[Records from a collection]
————————

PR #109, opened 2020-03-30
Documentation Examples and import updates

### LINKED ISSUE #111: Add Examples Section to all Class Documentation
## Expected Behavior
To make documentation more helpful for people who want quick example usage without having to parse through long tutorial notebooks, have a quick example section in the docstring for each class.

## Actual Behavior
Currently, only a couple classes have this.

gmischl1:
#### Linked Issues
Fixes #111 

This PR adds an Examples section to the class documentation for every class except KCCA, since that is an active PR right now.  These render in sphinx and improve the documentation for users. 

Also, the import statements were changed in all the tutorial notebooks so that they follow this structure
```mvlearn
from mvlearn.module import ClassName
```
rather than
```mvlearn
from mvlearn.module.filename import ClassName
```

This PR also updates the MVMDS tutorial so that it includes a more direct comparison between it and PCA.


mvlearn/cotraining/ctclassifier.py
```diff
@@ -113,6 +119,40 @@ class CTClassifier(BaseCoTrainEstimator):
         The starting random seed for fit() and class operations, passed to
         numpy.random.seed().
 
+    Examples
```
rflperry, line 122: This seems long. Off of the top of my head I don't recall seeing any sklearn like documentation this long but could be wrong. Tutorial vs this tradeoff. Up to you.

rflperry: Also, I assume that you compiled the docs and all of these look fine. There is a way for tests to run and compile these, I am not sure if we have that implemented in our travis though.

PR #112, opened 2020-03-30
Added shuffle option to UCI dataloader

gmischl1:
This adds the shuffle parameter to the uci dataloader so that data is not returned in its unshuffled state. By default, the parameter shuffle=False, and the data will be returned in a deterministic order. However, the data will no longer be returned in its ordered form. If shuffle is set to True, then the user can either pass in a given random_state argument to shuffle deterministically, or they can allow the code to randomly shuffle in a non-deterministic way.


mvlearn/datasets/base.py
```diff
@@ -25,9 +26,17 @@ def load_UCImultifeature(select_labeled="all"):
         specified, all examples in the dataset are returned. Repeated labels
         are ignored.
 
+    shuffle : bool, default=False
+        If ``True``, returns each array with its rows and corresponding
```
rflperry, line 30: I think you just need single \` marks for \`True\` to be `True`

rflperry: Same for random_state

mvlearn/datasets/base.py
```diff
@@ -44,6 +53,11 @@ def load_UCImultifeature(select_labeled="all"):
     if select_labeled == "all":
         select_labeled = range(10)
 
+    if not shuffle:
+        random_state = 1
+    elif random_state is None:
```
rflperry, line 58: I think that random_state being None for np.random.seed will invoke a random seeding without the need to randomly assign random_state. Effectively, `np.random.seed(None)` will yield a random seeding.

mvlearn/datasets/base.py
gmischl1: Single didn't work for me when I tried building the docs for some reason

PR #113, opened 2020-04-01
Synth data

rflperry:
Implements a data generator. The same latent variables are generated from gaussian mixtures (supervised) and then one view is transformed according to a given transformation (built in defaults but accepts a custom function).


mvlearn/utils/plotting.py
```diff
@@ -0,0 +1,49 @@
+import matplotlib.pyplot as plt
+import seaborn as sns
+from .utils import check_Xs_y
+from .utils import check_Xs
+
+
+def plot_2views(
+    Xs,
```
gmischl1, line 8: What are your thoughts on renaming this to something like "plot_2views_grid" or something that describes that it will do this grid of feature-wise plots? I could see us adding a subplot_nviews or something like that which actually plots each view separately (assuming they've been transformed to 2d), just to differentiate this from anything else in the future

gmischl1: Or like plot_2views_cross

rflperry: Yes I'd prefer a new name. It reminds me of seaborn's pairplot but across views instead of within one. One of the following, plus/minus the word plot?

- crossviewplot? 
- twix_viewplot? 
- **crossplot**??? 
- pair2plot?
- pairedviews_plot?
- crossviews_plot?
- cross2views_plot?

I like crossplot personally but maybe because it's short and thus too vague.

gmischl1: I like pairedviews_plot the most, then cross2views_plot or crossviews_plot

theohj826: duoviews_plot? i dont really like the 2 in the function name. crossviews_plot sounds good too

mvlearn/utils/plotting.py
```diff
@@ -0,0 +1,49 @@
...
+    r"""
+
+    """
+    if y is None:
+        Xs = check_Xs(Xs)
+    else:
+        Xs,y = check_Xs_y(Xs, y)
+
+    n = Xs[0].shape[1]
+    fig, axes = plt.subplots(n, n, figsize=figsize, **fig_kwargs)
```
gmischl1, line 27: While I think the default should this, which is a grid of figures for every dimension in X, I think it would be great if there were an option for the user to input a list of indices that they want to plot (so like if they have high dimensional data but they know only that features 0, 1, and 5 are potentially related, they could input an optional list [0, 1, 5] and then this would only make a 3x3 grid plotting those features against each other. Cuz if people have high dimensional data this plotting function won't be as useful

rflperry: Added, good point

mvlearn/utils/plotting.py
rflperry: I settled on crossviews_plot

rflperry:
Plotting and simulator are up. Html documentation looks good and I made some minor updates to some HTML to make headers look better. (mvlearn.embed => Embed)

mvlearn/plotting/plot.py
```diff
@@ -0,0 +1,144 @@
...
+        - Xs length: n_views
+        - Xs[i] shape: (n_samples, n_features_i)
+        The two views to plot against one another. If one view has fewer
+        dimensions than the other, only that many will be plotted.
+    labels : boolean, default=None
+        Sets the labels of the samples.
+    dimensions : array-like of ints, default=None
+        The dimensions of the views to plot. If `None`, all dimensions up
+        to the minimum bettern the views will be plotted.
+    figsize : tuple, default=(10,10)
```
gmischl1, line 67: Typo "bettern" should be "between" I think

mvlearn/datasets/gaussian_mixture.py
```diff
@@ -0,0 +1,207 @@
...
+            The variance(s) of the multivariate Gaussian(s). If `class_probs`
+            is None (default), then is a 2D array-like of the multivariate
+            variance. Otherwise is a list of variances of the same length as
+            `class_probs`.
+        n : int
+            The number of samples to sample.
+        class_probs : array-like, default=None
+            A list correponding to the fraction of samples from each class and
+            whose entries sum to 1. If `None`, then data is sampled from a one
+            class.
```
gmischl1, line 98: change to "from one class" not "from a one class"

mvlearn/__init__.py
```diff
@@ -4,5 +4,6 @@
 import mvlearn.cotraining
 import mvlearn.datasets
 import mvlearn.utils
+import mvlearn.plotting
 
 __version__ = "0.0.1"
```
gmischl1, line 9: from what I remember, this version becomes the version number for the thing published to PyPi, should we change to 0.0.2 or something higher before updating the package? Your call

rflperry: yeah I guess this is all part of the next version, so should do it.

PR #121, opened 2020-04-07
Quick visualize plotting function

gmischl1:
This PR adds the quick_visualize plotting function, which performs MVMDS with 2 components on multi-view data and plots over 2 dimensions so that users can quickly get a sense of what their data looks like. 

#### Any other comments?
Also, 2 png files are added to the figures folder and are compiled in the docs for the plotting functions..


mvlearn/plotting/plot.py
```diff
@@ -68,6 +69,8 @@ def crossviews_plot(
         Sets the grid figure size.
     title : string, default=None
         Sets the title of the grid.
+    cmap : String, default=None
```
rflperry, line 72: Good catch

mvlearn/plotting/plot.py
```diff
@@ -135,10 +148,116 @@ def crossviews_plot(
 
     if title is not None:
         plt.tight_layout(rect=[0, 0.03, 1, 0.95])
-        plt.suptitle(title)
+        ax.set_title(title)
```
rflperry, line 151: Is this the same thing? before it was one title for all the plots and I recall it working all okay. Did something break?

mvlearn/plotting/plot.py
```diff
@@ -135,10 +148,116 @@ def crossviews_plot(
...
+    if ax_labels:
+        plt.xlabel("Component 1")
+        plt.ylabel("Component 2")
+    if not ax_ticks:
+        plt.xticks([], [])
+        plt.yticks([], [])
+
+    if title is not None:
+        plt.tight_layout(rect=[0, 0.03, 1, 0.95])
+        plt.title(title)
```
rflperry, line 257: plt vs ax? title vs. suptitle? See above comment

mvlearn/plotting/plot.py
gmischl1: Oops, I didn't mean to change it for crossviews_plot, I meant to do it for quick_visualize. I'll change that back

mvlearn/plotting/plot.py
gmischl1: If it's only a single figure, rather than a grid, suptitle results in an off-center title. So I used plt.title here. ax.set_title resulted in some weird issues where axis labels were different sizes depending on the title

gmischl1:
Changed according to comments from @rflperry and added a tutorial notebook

————————

What is needed
Set the entries down again exactly, beginning with their first line and ending with the line that contains "This adds the"; omit all other lines.

Result
PR #109, opened 2020-03-30
Documentation Examples and import updates

### LINKED ISSUE #111: Add Examples Section to all Class Documentation
## Expected Behavior
To make documentation more helpful for people who want quick example usage without having to parse through long tutorial notebooks, have a quick example section in the docstring for each class.

## Actual Behavior
Currently, only a couple classes have this.

gmischl1:
#### Linked Issues
Fixes #111 

This PR adds an Examples section to the class documentation for every class except KCCA, since that is an active PR right now.  These render in sphinx and improve the documentation for users. 

Also, the import statements were changed in all the tutorial notebooks so that they follow this structure
```mvlearn
from mvlearn.module import ClassName
```
rather than
```mvlearn
from mvlearn.module.filename import ClassName
```

This PR also updates the MVMDS tutorial so that it includes a more direct comparison between it and PCA.


mvlearn/cotraining/ctclassifier.py
```diff
@@ -113,6 +119,40 @@ class CTClassifier(BaseCoTrainEstimator):
         The starting random seed for fit() and class operations, passed to
         numpy.random.seed().
 
+    Examples
```
rflperry, line 122: This seems long. Off of the top of my head I don't recall seeing any sklearn like documentation this long but could be wrong. Tutorial vs this tradeoff. Up to you.

rflperry: Also, I assume that you compiled the docs and all of these look fine. There is a way for tests to run and compile these, I am not sure if we have that implemented in our travis though.

PR #112, opened 2020-03-30
Added shuffle option to UCI dataloader

gmischl1:
This adds the shuffle parameter to the uci dataloader so that data is not returned in its unshuffled state. By default, the parameter shuffle=False, and the data will be returned in a deterministic order. However, the data will no longer be returned in its ordered form. If shuffle is set to True, then the user can either pass in a given random_state argument to shuffle deterministically, or they can allow the code to randomly shuffle in a non-deterministic way.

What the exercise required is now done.